● PROBLEM REQUIREMENTS
Every line below from the one containing "I think this should" through the one containing "API into a safe" must be transcribed exactly. Omit all lines outside that stretch.

======== DATA PROVIDED

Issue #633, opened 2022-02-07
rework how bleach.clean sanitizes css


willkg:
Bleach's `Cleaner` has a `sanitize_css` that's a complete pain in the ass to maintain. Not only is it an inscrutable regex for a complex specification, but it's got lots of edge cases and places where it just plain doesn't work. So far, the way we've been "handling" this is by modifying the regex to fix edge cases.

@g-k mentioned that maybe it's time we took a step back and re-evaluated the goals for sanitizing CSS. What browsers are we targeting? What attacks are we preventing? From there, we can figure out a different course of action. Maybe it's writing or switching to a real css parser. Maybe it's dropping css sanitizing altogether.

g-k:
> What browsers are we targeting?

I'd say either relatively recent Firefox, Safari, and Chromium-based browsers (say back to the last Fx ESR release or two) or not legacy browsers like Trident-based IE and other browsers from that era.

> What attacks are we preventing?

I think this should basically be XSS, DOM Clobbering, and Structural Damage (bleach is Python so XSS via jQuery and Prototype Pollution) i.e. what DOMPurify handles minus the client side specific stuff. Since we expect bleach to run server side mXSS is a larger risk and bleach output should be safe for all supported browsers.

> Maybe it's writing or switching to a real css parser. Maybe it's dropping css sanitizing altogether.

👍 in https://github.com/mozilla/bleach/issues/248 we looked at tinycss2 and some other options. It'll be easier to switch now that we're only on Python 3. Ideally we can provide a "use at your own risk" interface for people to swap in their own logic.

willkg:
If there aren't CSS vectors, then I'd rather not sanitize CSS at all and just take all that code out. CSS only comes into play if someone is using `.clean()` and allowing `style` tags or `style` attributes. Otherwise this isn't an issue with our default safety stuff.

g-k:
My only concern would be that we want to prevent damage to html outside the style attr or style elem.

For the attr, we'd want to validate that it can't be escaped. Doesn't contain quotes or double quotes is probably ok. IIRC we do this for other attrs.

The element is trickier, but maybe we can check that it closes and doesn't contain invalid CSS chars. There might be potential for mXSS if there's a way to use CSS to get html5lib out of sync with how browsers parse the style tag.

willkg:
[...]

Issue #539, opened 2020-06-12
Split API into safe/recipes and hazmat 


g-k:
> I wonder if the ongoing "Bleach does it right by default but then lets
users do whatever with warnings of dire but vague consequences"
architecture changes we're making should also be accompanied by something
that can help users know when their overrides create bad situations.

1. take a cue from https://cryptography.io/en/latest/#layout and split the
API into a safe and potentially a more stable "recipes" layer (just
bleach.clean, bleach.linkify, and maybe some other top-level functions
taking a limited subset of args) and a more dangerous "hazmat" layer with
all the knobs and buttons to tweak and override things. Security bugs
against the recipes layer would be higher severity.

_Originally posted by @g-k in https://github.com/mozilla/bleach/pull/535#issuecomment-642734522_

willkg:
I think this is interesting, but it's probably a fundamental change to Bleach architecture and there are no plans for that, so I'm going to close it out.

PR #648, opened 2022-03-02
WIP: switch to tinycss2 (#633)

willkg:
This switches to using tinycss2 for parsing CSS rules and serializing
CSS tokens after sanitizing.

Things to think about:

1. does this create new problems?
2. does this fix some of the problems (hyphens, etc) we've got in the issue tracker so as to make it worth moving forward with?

================

● OUTPUT BELOW
I think this should basically be XSS, DOM Clobbering, and Structural Damage (bleach is Python so XSS via jQuery and Prototype Pollution) i.e. what DOMPurify handles minus the client side specific stuff. Since we expect bleach to run server side mXSS is a larger risk and bleach output should be safe for all supported browsers.

> Maybe it's writing or switching to a real css parser. Maybe it's dropping css sanitizing altogether.

👍 in https://github.com/mozilla/bleach/issues/248 we looked at tinycss2 and some other options. It'll be easier to switch now that we're only on Python 3. Ideally we can provide a "use at your own risk" interface for people to swap in their own logic.

willkg:
If there aren't CSS vectors, then I'd rather not sanitize CSS at all and just take all that code out. CSS only comes into play if someone is using `.clean()` and allowing `style` tags or `style` attributes. Otherwise this isn't an issue with our default safety stuff.

g-k:
My only concern would be that we want to prevent damage to html outside the style attr or style elem.

For the attr, we'd want to validate that it can't be escaped. Doesn't contain quotes or double quotes is probably ok. IIRC we do this for other attrs.

The element is trickier, but maybe we can check that it closes and doesn't contain invalid CSS chars. There might be potential for mXSS if there's a way to use CSS to get html5lib out of sync with how browsers parse the style tag.

willkg:
[...]

Issue #539, opened 2020-06-12
Split API into safe/recipes and hazmat 


g-k:
> I wonder if the ongoing "Bleach does it right by default but then lets
users do whatever with warnings of dire but vague consequences"
architecture changes we're making should also be accompanied by something
that can help users know when their overrides create bad situations.

1. take a cue from https://cryptography.io/en/latest/#layout and split the
API into a safe and potentially a more stable "recipes" layer (just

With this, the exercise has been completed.